▽

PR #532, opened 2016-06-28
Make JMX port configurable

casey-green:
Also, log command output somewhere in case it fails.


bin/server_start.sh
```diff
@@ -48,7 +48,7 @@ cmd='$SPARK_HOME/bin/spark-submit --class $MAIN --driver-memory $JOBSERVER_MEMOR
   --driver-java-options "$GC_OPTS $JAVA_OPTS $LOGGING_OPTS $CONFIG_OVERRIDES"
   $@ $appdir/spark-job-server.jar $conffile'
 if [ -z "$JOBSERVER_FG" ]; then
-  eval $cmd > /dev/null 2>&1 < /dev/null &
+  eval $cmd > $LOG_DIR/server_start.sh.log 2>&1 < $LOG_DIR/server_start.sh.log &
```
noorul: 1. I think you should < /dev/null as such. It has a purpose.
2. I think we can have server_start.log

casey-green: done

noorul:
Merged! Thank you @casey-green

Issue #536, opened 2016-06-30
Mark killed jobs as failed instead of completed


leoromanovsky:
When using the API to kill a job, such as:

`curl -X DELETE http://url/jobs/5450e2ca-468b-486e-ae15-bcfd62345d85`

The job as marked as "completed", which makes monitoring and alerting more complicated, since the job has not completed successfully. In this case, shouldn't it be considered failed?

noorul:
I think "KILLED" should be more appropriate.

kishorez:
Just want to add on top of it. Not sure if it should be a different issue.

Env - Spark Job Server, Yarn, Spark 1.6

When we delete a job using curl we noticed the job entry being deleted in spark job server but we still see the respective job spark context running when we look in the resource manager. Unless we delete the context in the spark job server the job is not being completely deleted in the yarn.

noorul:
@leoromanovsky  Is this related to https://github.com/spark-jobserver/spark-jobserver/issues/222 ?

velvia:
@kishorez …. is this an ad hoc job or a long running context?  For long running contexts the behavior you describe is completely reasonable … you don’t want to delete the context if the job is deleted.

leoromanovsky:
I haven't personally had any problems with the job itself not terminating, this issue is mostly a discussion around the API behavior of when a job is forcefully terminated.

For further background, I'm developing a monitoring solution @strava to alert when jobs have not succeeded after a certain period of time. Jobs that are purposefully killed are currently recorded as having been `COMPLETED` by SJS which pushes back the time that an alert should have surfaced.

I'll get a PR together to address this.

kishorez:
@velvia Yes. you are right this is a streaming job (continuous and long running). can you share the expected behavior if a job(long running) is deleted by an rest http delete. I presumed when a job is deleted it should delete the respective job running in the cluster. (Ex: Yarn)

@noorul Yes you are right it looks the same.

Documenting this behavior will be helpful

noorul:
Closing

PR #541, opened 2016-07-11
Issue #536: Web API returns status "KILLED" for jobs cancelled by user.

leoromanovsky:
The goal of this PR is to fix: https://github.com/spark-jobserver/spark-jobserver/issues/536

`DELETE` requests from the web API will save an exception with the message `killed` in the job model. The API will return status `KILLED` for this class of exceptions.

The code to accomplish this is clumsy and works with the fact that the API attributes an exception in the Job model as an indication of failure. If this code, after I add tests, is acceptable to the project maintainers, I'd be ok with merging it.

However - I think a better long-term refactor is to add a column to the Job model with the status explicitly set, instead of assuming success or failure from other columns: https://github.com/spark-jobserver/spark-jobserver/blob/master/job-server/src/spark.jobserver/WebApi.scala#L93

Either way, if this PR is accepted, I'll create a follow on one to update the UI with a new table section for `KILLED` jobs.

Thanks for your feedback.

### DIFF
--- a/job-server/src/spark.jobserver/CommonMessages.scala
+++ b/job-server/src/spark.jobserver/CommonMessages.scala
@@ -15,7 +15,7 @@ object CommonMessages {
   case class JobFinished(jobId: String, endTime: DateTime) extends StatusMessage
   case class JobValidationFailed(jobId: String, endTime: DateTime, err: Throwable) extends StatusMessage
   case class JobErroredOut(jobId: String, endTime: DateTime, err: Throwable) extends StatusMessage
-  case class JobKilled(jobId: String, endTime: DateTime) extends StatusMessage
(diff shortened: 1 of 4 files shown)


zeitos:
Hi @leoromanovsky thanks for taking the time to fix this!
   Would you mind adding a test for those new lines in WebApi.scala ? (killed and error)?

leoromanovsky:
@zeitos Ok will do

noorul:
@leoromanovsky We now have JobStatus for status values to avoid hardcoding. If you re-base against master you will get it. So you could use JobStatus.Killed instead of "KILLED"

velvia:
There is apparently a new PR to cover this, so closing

△
▽

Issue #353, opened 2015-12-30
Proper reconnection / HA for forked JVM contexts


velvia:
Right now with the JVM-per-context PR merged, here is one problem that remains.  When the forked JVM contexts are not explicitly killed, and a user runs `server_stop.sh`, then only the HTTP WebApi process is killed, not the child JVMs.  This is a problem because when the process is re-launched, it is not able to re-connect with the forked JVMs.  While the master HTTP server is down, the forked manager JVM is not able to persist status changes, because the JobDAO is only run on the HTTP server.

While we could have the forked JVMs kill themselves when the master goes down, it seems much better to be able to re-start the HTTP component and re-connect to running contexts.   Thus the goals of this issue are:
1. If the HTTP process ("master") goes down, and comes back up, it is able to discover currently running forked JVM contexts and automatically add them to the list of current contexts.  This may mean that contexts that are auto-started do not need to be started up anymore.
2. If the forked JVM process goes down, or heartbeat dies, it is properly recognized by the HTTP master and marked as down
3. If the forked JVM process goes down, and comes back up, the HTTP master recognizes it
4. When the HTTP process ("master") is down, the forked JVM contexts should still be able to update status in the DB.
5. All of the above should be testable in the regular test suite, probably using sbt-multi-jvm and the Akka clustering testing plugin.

△

INSTRUCTIONS TO FOLLOW: All lines in the listing above between the line with "2. If the forked" and the line with "5. All of the", inclusive, should be set down exactly, and no line outside that range.

ANSWER FOR THIS EXERCISE:
2. If the forked JVM process goes down, or heartbeat dies, it is properly recognized by the HTTP master and marked as down
3. If the forked JVM process goes down, and comes back up, the HTTP master recognizes it
4. When the HTTP process ("master") is down, the forked JVM contexts should still be able to update status in the DB.
5. All of the above should be testable in the regular test suite, probably using sbt-multi-jvm and the Akka clustering testing plugin.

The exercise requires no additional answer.